Стрелять!.. Стрелять!.. Нужно вести бой с преследователями. Пусть пули свистят над головой, пусть впиваются у ног в землю, – никто в темноте не увидит, что преследователи не очень-то пытаются нагнать свою жертву. Скорее бы наткнуться на патруль и попросить о помощи. Вот тогда уже ее бегство из катакомб будет официально зафиксировано. В нее стреляли, она стреляла в тех, кто стрелял в нее. Круг будет замкнут, и те, перед кем она предстанет в гестапо, должны будут выслушать ее сбивчивый и взволнованный рассказ о том, как ее похитили на берегу и как она героически действовала в катакомбах.

Этот план принадлежал Егорову. Когда он вернулся после встречи с Тюллером, он уже в общих чертах его продумал. Из катакомб нужно уходить как можно скорее. Лучше всего бежать!..

Однако существенные детали подсказал Федор Михайлович. Не просто бежать, а с боем!.. Ради чего?.. И вот здесь Федор Михайлович придумал главное. Тоня должна принести важнейшую новость – Фолькенец в катакомбах!.. Он взят как заложник для того, чтобы не были применены газы.

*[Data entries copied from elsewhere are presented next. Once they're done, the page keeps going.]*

PR #4893, opened 2015-10-14
gherkin_auto_complete_plus

austincrft:
Added [gherkin_auto_complete_plus](https://github.com/austincrft/sublime-gherkin-auto-complete-plus) package

### DIFF
--- a/repository/g.json
+++ b/repository/g.json
@@ -229,6 +229,17 @@
 			]
 		},
 		{
+			"name": "gherkin_auto_complete_plus",
+			"details": "https://github.com/austincrft/sublime-gherkin-auto-complete-plus",
+			"labels": ["auto-complete", "language syntax", "testing", "gherkin", "cucumber"],
+			"releases": [
+				{
+					"sublime_text": "*",
+					"tags": true
+				}
+			]
+		},
+		{
 			"details": "https://github.com/hypernovagama/Gherkin-highlight-sublimetext",
 			"labels": ["language syntax"],
 			"releases": [
--- a/repository/g.json
+++ b/repository/g.json
@@ -229,23 +229,23 @@
 			]
 		},
 		{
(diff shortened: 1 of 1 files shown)


FichteFoll:
The usual naming convention is to use PascalCase with optional whitespaces between words. Is there a specific reason why you chose to not follow that?

austincrft:
In the [Submitting a Package](https://packagecontrol.io/docs/submitting_a_package) doc, it says "Use CamelCase or underscore_notation", so I assumed it was okay to use it. Also, it makes it easier to use [import statement in gherkin_event_listener.py](https://github.com/austincrft/sublime-gherkin-auto-complete-plus/blob/master/gherkin_event_listener.py#L4). Is there an easier way to do this? I'm okay with changing the name.

FichteFoll:
>In the Submitting a Package doc, it says "Use CamelCase or underscore_notation", so I assumed it was okay to use it.

I see, I never noticed.

>Is there an easier way to do this?

Yes, just use a relative import.
These kind of imports only work on ST3 btw (on ST2 they need to be absolute but without the package name, oddly). Either you need to fix the imports or change the ST compatability.

austincrft:
Ah, I didn't realize those imports would only work in ST3. I'll fix the import and then rename, because it seems underscore notation is an unpopular choice. Thanks!

austincrft:
Okay, @FichteFoll. I think this should be satisfactory.

FichteFoll:
You specify `"tags": "st3-"`, but there are actually no tags with this prefix on your repo. You want to set this to `"tags": true`.

austincrft:
Okay, apparently I misunderstood their use in the docs. Got that fixed.

FichteFoll:
Here's what you can do with them: https://raw.githubusercontent.com/FichteFoll/sublime_packages/master/package_control.json

PR #4895, opened 2015-10-16
Add Sequoia Studios package channel

alexggordon:
This adds the sequoia studios sublime package channel for DB1.

### DIFF
--- a/channel.json
+++ b/channel.json
@@ -129,6 +129,7 @@
 		"https://raw.githubusercontent.com/yangsu/sublime-octopress/master/packages.json",
 		"https://raw.githubusercontent.com/zfkun/sublime-kissy-snippets/master/packages.json",
 		"https://release.sublimegit.net/packages.json",
+		"https://sequoiastudios.io/sublime_packages/packages.json",
 		"https://sublimerge-bfcloud.rhcloud.com/packages.json",
 		"https://wuub.net/packages.json"
 	]


FichteFoll:
Please do not use "packages_cache" and instead provide the information in "packages".

I should probably add tests for that, don't you think, @wbond?

Furthermore, if you structure the json file as intended and run the tests using the ChannelRepositoryTools package, you will notice that your "date" timestamps are badly formatted.

alexggordon:
Heh, I actually did run the [tests](https://gist.github.com/alexggordon/49fc3ec9eddcbd6dde70), and no errors arose. In addition to that, I almost exactly followed the format [demonstrated](https://github.com/wbond/package_control/blob/master/example-channel.json) (notice the ```"packages_cache"``` json key there also) for schema version 3.0. 

However, after looking through the channels, I found [this example](https://csch1.triangulum.uberspace.de/release/packages.json) package channel that appears to be the model I should be following. I've updated my json to follow that example, which then caused the tests to fail. 

Either way though, I've corrected the date formatting!

FichteFoll:
The problem here is that you are not providing a channel but a repository file, which does not have this key. (I know, the differentiation is counter intuitive.)

alexggordon:
Gotchya. I understand now. The json file I'm submitting is the repository file, and I'm adding it to the channel. 

File has been updated!

PR #4904, opened 2015-10-17
jQuery mobile demos

coderyang:


FichteFoll:
I think you are using `gen_commands.py` locally to generate `Default.sublime-commands` since it currently would be automatically loaded by ST and not work.

coderyang:
Oh, This is my first time to write plug-ins for sublime-text, and I am not familiar with the workflow of publishing a package. I think I have fixed the problem. Thanks for your reminder.

FichteFoll:
Don't forget to push a new tag after the changes.

coderyang:
Ok!

PR #4905, opened 2015-10-17
added PyQt5 and Qt completions

tushortz:
* Added PyQt5 completions
* Added Qt Completions
* Renamed Wildlife


FichteFoll:

PR #4909, opened 2015-10-20
Added "Bash from Context Menu"'s entry

sathvikp:
This is a simple package to open a bash terminal in the current file's directory from the Sublime Text Context Menu.

Requires you to have `bash` in your system path.
Windows users can get it through MINGW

Они обсуждали этот вариант со всех сторон. Несомненно в гестапо сразу начнут серьезную проверку сообщения Тони, сделают все возможное, чтобы вызволить Фолькенеца. Несомненно среди военнопленных у них есть агенты. Правда, Федор Михайлович посоветовал командиру партизанского отряда разместить спасенных в отдаленных выработках и постепенно всех проверить, но полную изоляцию все же осуществить не удалось. Все время возникала необходимость посещения лазарета, кухни, общения на дежурствах.

Да и можно ли уследить за человеком в этих темных и мрачных лабиринтах, которые тянутся на десятки километров в разные стороны! Единственное, что удалось сделать, – выставить заградительные посты на наиболее вероятных направлениях, откуда может проникнуть враг, и завалить некоторые входы.

Однако при известных обстоятельствах недостатки могут обернуться и достоинствами. «Солдатский» устный вестник в катакомбах работал, как хорошо налаженный телеграф. Командование партизанского отряда научилось не только почти мгновенно подавлять провокационные слушки, которые распространяли гестаповские агенты, но, идя «по цепочке», доходить до первоисточника.

После долгой и тихой беседы с Федором Михайловичем командир партизанского отряда вернулся в свой отсек и сказал писарю Фокину:

– Слушай-ка, Сережа, позови сюда ребят вот по этому списку. А когда придут, в отсек никого не пускай! У нас будет важное совещание.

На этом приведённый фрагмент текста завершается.